My name was on my chest and women runners were relatively rarer so I got lots of cheers, especially in the Bronx. Into Manhattan and Harlem. I tried to admire the architecture but the late fall setting sun's in the south glare blinded me. I stopped at one point to stretch my cramping legs and immediately I am swarmed by on-lookers wondering if I am OK. Yes, just need to stretch. Into Central Park. As it is warmer there than in Michigan, no fall colors. It is amazingly hilly or maybe my fatigue just makes it seem so. Also the roads are very narrow and all those once speedier men are fading into slow-moving zombies blocking my way  annoying me as I don't want to run any extra distance trying to get around them. We leave the park briefly to run on 59th St  and then re-enter at Columbus Circle. Now I know that I will be done in less than 4 minutes and I am re-energized.  The route to the finish is wider and loud music is playing. I try to sprint the last 100 feet. I am not sure if I ever got a picture of me finishing. There were so many more runners here. My time was a disappointing 4:10  but if corrected for that really bad 1st mile, was well under 3:50. Pictured above, the true time (after being held up 4 minutes at the start, was 3:48). I look like a drowned rat as I throw the water I can't drink on to my head to cool myself. It is hard to look pretty running a marathon, not that I cared. Right after I finish, I have stand for quite some time in a finish chute to make sure of our running order. They cover each one of us with a mylar blanket. However, especially after exercising, I faint unless I move. I start to faint and workers hold me up. I think I was put briefly in a medical tent, I really can't remember. I know I was worried about Steve and how he would find me. He finished 10 minutes later, must have done alot of walking We take the subway back to Brooklyn to his parent's apartment where the kids were staying.
We are tired beyond belief.

Yesterday runners included the Chilean miner. He didn't want to be trapped in a mine for 60days plus to interfere with his training schedule so he made himself some sort of harness so he could run in place against a force. This is a dedicated runner despite not having the build (he is very squat). He was clearly living his dream.
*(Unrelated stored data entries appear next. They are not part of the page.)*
PR #482, opened 2016-05-05
Implementation of NSOrderedSet.

### LINKED ISSUE #471: NSOrderedSet is missing.

RG-J:
Implementation of NSOrderedSet and unit tests.
Moved backing storage to internal header to support NSMutableOrderedSet.
Added unit tests to NSMutableOrderedSet.

Fix #471


rajsesh-msft:

rajsesh-msft:

rajsesh-msft:
@RG-J will review this today.  For future reference, please fork WinOBJC repo and push your changes there.  That way when you make updates, the original pull request will be updated instead of a new one being created.  This helps keep all the discussions in one place.

This discussion on [How to update pull request](http://stackoverflow.com/questions/7947322/preferred-github-workflow-for-updating-a-pull-request-after-code-review
) should help.

rajsesh-msft:
@benvi is added to the review. #Closed

rajsesh-msft:

Frameworks/Foundation/NSOrderedSet.mm
```diff
@@ -14,311 +14,403 @@
...
 
 /**
- @Status Stub
- @Notes
+ @Status Interoperable
 */
 - (BOOL)containsObject:(id)object {
-    UNIMPLEMENTED();
-    return StubReturn();
+    return mapContainer.find(object) != mapContainer.end();
```
bviglietta: This is just going to compare pointers, isn't it? Not Objective-C object equality?

Frameworks/Foundation/NSOrderedSet.mm
```diff
@@ -14,311 +14,403 @@
...
+ @Status Interoperable
 */
 - (instancetype)initWithSet:(NSSet*)set copyItems:(BOOL)flag {
-    UNIMPLEMENTED();
-    return StubReturn();
+    if (set == nil) {
+        return [self init];
+    }
+
+    NSMutableArray* arrayObjs = [NSMutableArray array];
```
bviglietta: It shouldn't be necessary to duplicate the set into an array.

Maybe initWithSet, initWithOrderedSet, and initWithArray should all delegate to a common initializer that takes NSEnumerator.

Frameworks/Foundation/NSMutableOrderedSet.mm
```diff
@@ -74,7 +74,8 @@ - (void)addObjectsFromArray:(NSArray*)array {
  @Notes
 */
 - (void)insertObject:(id)object atIndex:(NSUInteger)idx {
-    UNIMPLEMENTED();
+    std::vector<StrongId<id>>::iterator newItem = setContainer.insert(setContainer.begin() + idx, object);
+    mapContainer[object] = newItem;
```
bviglietta: This will invalidate the iterators in mapContainer.

bviglietta:
>  @Status Stub

Interoperable

---
Refers to: Frameworks/Foundation/NSMutableOrderedSet.mm:41 in d365932. [](commit_id = d3659325425a354010ddbc9b4424d62b1cdd2ede, deletion_comment = False)

bviglietta:
> - (void)insertObject:(ObjectType)object atIndex:(NSUInteger)idx STUB_METHOD;

Delete if the method is implemented.

---
Refers to: include/Foundation/NSMutableOrderedSet.h:37 in d365932. [](commit_id = d3659325425a354010ddbc9b4424d62b1cdd2ede, deletion_comment = False)

Frameworks/include/NSOrderedSetInternal.h
```diff
@@ -0,0 +1,28 @@
...
+
+#import <Starboard.h>
+#import <Foundation/NSOrderedSet.h>
+#import <map>
+#import <vector>
+
+@interface NSOrderedSet () {
+@protected
+    std::vector<StrongId<id>> setContainer;
+    std::map<id, std::vector<StrongId<id>>::iterator> mapContainer;
```
ms-jihua: CC: private member vars usually have an underscore eg: _setContainer, _mapContainer

Frameworks/Foundation/NSOrderedSet.mm
```diff
@@ -14,311 +14,403 @@
...
 
 /**
- @Status Stub
- @Notes
+ @Status Interoperable
 */
-- (instancetype)initWithObjects:(id)firstObj {
-    UNIMPLEMENTED();
-    return StubReturn();
+- (NSArray*)array {
```
bviglietta: You can simplify this some:

return [NSArray arrayWithObjects:setContainer.data() count:setContainer.size()];

And then you don't have to copy the array at the end.

Frameworks/Foundation/NSOrderedSet.mm
```diff
@@ -14,311 +14,403 @@
...
+
 /**
- @Status Stub
- @Notes
+ @Status Interoperable
 */
 + (instancetype)orderedSet {
-    UNIMPLEMENTED();
-    return StubReturn();
+    return [[[NSOrderedSet alloc] init] autorelease];
```
ms-jihua: the + convenience constructors should call [self alloc] instead of [NSOrderedSet alloc], otherwise this code won't correctly alloc for NSMutableOrderedSet or other subclasses

Frameworks/Foundation/NSOrderedSet.mm
```diff
@@ -14,311 +14,403 @@
...
 
 /**
- @Status Stub
- @Notes
+ @Status Interoperable
 */
 + (instancetype)orderedSetWithArray:(NSArray*)array {
-    UNIMPLEMENTED();
-    return StubReturn();
+    return [NSOrderedSet orderedSetWithArray:array range:NSMakeRange(0, [array count]) copyItems:NO];
```
DHowett-MSFT: Your factory methods should use `self` instead of `NSOrderedSet`. Otherwise, `[NSMutableOrderedSet orderedSet]` and friends will return *immutable* ones.

Frameworks/Foundation/NSOrderedSet.mm
```diff
@@ -14,311 +14,403 @@
...
 
 /**
- @Status Stub
- @Notes
+ @Status Interoperable
 */
-- (instancetype)initWithObjects:(id _Nonnull const[])objects count:(NSUInteger)cnt {
-    UNIMPLEMENTED();
-    return StubReturn();
+- (NSSet*)set {
```
bviglietta: Similarly, you can use NSSet setWithObjects:count: here.

Frameworks/Foundation/NSOrderedSet.mm
```diff
@@ -14,311 +14,403 @@
...
++ (instancetype)orderedSetWithObjects:(id)firstObj, ... {
+    va_list argList;
+    va_start(argList, firstObj);
+    std::vector<id> flatArgs = ConvertVAListToVector((id)firstObj, argList);
+    va_end(argList);
+
+    if (flatArgs.size() == 0) {
+        // return empty set if args are nil.
+        return [[NSOrderedSet new] autorelease];
+    }
```
DHowett-MSFT: this could just be return [self orderedSet]

Frameworks/Foundation/NSOrderedSet.mm
```diff
@@ -526,30 +661,24 @@ - (NSString*)descriptionWithLocale:(id)locale indent:(NSUInteger)level {
...
 
 /**
- @Status Stub
- @Notes
+ @Status Interoperable
 */
 - (NSUInteger)countByEnumeratingWithState:(NSFastEnumerationState*)state objects:(id _Nonnull[])stackbuf count:(NSUInteger)len {
-    UNIMPLEMENTED();
-    return StubReturn();
+    return [[self array] countByEnumeratingWithState:state objects:stackbuf count:len];
```
bviglietta: Is it legal to call this on a different NSArray object every time we're invoked? Can the state parameter be migrated from one object to another? I don't know the answer.

Frameworks/Foundation/NSMutableOrderedSet.mm
```diff
@@ -14,8 +14,9 @@
 //
 //******************************************************************************
 
-#import <StubReturn.h>
 #import <Foundation/NSMutableOrderedSet.h>
+#import <NSOrderedSetInternal.h>
+#import <StubReturn.h>
 
 @implementation NSMutableOrderedSet
```
bviglietta: You must override copyWithZone, even if it's just to stub it out.

Frameworks/Foundation/NSOrderedSet.mm
```diff
@@ -427,48 +526,84 @@ - (void)removeObserver:(NSObject*)observer forKeyPath:(NSString*)keyPath context
...
+ @Status Interoperable
 */
 - (BOOL)isSubsetOfOrderedSet:(NSOrderedSet*)other {
-    UNIMPLEMENTED();
-    return StubReturn();
+    if (other == nil) {
+        return NO;
+    }
+
+    for (id item in other) {
```
bviglietta: The logic is backwards here: you want to check if self is a subset of other.

Frameworks/Foundation/NSOrderedSet.mm
```diff
@@ -427,48 +526,84 @@ - (void)removeObserver:(NSObject*)observer forKeyPath:(NSString*)keyPath context
...
+ @Status Interoperable
 */
 - (BOOL)isSubsetOfSet:(NSSet*)set {
-    UNIMPLEMENTED();
-    return StubReturn();
+    if (set == nil) {
+        return NO;
+    }
+
+    for (id item in set) {
```
bviglietta: Backwards logic here too.

Frameworks/Foundation/NSOrderedSet.mm
```diff
@@ -360,29 +450,38 @@ - (NSIndexSet*)indexesOfObjectsWithOptions:(NSEnumerationOptions)opts passingTes
...
+
+    if (NSMaxRange(range) > [self count]) {
+        [NSException raise:NSInvalidArgumentException format:@"The given range length is greater than the array length: %u.", [self count]];
+    }
+
+    NSUInteger end = NSMaxRange(range);
+    int index = 0;
+    for (NSUInteger i = range.location; i < end; ++i) {
+        objects[index] = [self objectAtIndex:i];
+        const char* s = [objects[index] UTF8String];
```
bviglietta: Looks like some debugging code slipped through.

Frameworks/Foundation/NSOrderedSet.mm
```diff
@@ -14,311 +14,403 @@
...
- @Notes
+ @Status Interoperable
 */
 - (id)objectAtIndex:(NSUInteger)index {
-    UNIMPLEMENTED();
-    return StubReturn();
+    if (index >= [self count]) {
+        [NSException raise:NSRangeException format:@"index is greater than the orderedSet size %u", [self count]];
+    }
+    return setContainer[index];
```
bviglietta: Should retain-autorelease this object.

Frameworks/Foundation/NSOrderedSet.mm
```diff
@@ -14,311 +14,403 @@
...
+        return [self init];
+    }
+
+    auto values = orderedSet->setContainer;
+
+    NSMutableArray* arrayObjs = [NSMutableArray array];
+
+    for (id item : values) {
+        [arrayObjs addObject:item];
+    }
```
ms-jihua: can just call [orderedSet array]?

ms-jihua: or, better yet, take bviglietta's suggestion below to delegate to a common NSEnumerator initializer, I'm not fond of making this intermediate array either

---
In reply to: [62376601](https://github.com/Microsoft/WinObjC/pull/482#discussion_r62376601) [](ancestors = 62376601)

Frameworks/Foundation/NSOrderedSet.mm
```diff
@@ -14,311 +14,403 @@
...
+ @Status Interoperable
 */
 - (NSArray*)objectsAtIndexes:(NSIndexSet*)indexes {
-    UNIMPLEMENTED();
-    return StubReturn();
+    if (indexes == nil) {
+        [NSException raise:NSInvalidArgumentException format:@"indexes can not be nil."];
+    }
+
+    NSMutableArray* ret = [NSMutableArray array];
```
ms-jihua: __block?

Frameworks/include/NSOrderedSetInternal.h
bbowman: ( CC stands for coding convention btw. We use that abbreviation internally but figured you may not know)

---
In reply to: [62362657](https://github.com/Microsoft/WinObjC/pull/482#discussion_r62362657) [](ancestors = 62362657)

bbowman: Is this really what we want? seems like it may be more hassle than its worth. As ben mentioned elsewhere, inserts etc will invalidate the iterators in the map which will be expensive to rebuild. I assume the reasoning here was to be more performant in a few operations that otherwise would require linear traversal but I'm not so sure that is needed? It appears that OrderedSet is O(n) for "array like" operations so I don't think we need to be super aggressive at optimizing at this point. Thoughts?

Frameworks/Foundation/NSOrderedSet.mm
```diff
@@ -14,311 +14,403 @@
...
- @Notes
+ @Status Interoperable
 */
 - (NSUInteger)indexOfObject:(id)object {
-    UNIMPLEMENTED();
-    return StubReturn();
+    if (![self containsObject:object]) {
+        return NSNotFound;
+    }
+    return mapContainer[object] - setContainer.begin();
```
bbowman: std::distance may be a better choice as pointer math can be hard to get right / hard to understand to the casual observer.

Frameworks/include/NSOrderedSetInternal.h
bbowman: Sorry for commenting super late here but what was the rational for using stl containers vs building on top of NSArray + NSSet? It seems like the general call patterns here may match closer with the NS counterparts and we can worry about optimizing / using a good backing store like stl there instead of re-implementing that "adapter" code. Just thinking that may be a bit easier in light of ben's concerns on iterators, the equals comparisons, etc...

Frameworks/Foundation/NSOrderedSet.mm
RG-J: __block? could you elaborate

ms-jihua: never mind, it's actually not necessary here. see [https://developer.apple.com/library/ios/documentation/Cocoa/Conceptual/Blocks/Articles/bxVariables.html#//apple_ref/doc/uid/TP40007502-CH6-SW6](https://developer.apple.com/library/ios/documentation/Cocoa/Conceptual/Blocks/Articles/bxVariables.html#//apple_ref/doc/uid/TP40007502-CH6-SW6) if you're curious though

---
In reply to: [62386471](https://github.com/Microsoft/WinObjC/pull/482#discussion_r62386471) [](ancestors = 62386471)

Frameworks/include/NSOrderedSetInternal.h
RG-J: since most of my initial implementation is based around set/array. Switching to NSMutableArray&NSMutableSet would not be much of a change and it would resolve the issue revolving around enumerator.

RG-J: Follow up, ping

RG-J: could you address the comment; I've made regarding switching from vector
and map to mutable array and set.

R

bviglietta: A combination of an array (for indexing) and a set (for membership checks) seems fine to me. It's not optimal, because you have to keep two data structures with duplicated data, and make sure they stay in sync, but I don't object too much.

NSOrderedSet seems like an odd data structure to me. To get sub-linear membership checks, where the objects are not necessarily comparable, we're probably talking about a hash table. A hash table doesn't usually provide an ordering, but it could, if you modified it so that the entries in the hash table are all joined in a big linked list. That would give you fast membership checks and an ordered enumeration, but slow lookup of an element by index. I don't really know if that's what Apple had in mind.

---
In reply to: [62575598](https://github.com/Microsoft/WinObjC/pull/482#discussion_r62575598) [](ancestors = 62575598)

If I somehow could lose all this excess, I would like to run another marathon. Running so much while large is putting me at risk for injury. As it is, I think I have a stress fracture in my toe and the pain of it was leaking through the cloud of endorphins yesterday. And I am now so impossibly slow. Age? Weight? Really bad form?

But I am out there, slowly pounding the pavement, preferably the hard packed clay kind, absurdly swinging my arms (which I try to correct if I think I am being watched). It doesn't seem to be making much of a dent into my now ( compared to early years) huge waist. I do have legs of a younger woman though and great circulation. I look healthy. Hopefully tomorrow, I won't find something to  dispute that.